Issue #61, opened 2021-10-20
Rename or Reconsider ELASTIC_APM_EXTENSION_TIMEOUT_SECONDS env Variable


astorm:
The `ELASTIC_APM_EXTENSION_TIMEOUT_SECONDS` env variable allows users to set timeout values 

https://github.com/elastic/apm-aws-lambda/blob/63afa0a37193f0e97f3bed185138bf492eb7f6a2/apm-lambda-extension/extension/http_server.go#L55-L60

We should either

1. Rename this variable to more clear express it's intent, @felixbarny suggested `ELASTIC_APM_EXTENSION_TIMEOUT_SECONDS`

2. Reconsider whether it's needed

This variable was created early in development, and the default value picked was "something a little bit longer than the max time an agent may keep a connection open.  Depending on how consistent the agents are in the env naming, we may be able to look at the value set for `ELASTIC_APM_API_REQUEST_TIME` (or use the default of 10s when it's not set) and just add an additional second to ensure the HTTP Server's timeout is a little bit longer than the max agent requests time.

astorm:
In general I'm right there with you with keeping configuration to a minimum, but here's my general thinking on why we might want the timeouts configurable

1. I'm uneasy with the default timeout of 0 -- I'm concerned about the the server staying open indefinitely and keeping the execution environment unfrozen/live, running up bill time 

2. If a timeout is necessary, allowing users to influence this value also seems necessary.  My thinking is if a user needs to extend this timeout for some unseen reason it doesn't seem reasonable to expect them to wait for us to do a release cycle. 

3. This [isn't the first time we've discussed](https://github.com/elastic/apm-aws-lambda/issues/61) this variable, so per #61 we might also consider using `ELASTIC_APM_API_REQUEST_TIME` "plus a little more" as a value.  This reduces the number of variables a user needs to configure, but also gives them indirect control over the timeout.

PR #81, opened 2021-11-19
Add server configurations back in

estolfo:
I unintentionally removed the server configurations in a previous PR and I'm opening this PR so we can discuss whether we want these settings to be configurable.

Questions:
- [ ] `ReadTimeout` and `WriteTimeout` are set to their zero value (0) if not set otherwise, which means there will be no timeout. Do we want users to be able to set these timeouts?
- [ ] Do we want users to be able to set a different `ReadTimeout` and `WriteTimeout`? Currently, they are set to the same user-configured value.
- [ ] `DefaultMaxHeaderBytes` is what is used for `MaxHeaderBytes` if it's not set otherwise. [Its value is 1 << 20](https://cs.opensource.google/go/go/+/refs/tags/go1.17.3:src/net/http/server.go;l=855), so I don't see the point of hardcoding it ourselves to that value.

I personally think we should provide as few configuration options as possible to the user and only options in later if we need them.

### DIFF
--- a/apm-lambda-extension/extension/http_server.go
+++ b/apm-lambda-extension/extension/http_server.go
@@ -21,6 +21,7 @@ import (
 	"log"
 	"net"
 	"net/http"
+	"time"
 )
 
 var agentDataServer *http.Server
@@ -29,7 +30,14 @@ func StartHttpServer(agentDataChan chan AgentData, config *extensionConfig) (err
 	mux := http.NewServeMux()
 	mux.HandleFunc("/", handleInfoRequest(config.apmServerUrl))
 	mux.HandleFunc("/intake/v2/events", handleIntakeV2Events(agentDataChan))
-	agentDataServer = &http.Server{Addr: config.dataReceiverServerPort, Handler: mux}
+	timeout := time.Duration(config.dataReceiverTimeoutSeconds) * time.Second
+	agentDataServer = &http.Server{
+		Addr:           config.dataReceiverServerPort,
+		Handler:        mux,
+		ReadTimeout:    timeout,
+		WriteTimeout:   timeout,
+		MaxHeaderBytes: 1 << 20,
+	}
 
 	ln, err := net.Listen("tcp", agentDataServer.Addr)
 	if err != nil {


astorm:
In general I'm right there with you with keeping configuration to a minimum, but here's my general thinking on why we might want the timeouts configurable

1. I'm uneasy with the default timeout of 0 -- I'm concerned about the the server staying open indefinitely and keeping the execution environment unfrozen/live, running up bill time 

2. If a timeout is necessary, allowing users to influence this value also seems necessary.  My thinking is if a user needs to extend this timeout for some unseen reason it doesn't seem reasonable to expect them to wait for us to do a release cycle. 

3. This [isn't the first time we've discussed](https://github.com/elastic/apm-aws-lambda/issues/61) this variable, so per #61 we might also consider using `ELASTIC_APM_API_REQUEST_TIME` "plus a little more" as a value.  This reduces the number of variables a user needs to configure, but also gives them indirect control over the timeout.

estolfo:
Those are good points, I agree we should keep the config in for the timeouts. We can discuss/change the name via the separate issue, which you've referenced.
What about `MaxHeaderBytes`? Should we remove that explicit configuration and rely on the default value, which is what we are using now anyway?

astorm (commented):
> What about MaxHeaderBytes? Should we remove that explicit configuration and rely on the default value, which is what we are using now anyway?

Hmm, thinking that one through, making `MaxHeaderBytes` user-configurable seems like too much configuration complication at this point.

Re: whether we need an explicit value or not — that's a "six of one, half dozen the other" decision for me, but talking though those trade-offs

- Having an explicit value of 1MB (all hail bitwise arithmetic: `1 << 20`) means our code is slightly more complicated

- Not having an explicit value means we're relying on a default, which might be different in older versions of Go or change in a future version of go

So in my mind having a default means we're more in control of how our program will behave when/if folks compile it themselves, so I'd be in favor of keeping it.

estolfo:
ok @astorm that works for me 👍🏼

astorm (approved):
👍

...

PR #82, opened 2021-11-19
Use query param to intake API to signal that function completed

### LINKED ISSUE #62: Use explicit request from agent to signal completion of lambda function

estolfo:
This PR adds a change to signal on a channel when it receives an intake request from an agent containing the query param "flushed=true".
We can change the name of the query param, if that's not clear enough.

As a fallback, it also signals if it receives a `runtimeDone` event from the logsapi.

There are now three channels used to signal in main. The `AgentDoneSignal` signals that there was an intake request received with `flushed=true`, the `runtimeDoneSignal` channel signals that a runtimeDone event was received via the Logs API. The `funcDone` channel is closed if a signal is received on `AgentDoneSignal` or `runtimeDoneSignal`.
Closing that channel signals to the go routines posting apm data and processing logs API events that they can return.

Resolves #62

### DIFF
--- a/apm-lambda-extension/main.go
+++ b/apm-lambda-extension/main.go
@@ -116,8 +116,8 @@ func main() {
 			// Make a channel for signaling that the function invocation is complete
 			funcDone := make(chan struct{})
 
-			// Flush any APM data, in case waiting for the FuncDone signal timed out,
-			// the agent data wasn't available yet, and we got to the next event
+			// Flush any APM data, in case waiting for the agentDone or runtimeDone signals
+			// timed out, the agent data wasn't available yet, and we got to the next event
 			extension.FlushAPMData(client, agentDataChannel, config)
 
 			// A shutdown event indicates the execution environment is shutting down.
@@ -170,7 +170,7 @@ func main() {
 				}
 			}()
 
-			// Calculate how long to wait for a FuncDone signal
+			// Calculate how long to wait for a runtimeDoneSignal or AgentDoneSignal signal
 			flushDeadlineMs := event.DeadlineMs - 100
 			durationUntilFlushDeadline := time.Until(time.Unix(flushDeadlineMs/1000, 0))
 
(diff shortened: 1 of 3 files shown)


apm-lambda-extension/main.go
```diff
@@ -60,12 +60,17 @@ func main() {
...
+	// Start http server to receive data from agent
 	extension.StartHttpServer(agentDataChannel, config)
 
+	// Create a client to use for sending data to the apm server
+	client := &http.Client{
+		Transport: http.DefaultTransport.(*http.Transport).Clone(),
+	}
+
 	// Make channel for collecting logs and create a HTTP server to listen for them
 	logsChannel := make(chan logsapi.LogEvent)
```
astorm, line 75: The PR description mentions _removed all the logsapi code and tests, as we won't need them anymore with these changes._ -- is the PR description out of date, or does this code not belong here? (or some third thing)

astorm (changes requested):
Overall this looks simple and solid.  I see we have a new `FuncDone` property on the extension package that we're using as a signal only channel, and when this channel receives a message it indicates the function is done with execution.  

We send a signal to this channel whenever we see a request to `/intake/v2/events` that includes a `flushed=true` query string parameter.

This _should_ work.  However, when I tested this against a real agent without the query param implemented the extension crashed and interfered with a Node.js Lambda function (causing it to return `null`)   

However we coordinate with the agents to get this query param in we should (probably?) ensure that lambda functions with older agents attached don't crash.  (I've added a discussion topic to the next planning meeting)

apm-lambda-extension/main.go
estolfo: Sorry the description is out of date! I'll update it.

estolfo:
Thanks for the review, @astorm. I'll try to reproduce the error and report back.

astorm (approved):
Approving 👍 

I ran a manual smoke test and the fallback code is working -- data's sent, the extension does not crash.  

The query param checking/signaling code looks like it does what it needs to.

— What is needed —
If a line in the material holds "whether", copy it.

— Answer below —
2. Reconsider whether it's needed
I unintentionally removed the server configurations in a previous PR and I'm opening this PR so we can discuss whether we want these settings to be configurable.
Re: whether we need an explicit value or not — that's a "six of one, half dozen the other" decision for me, but talking though those trade-offs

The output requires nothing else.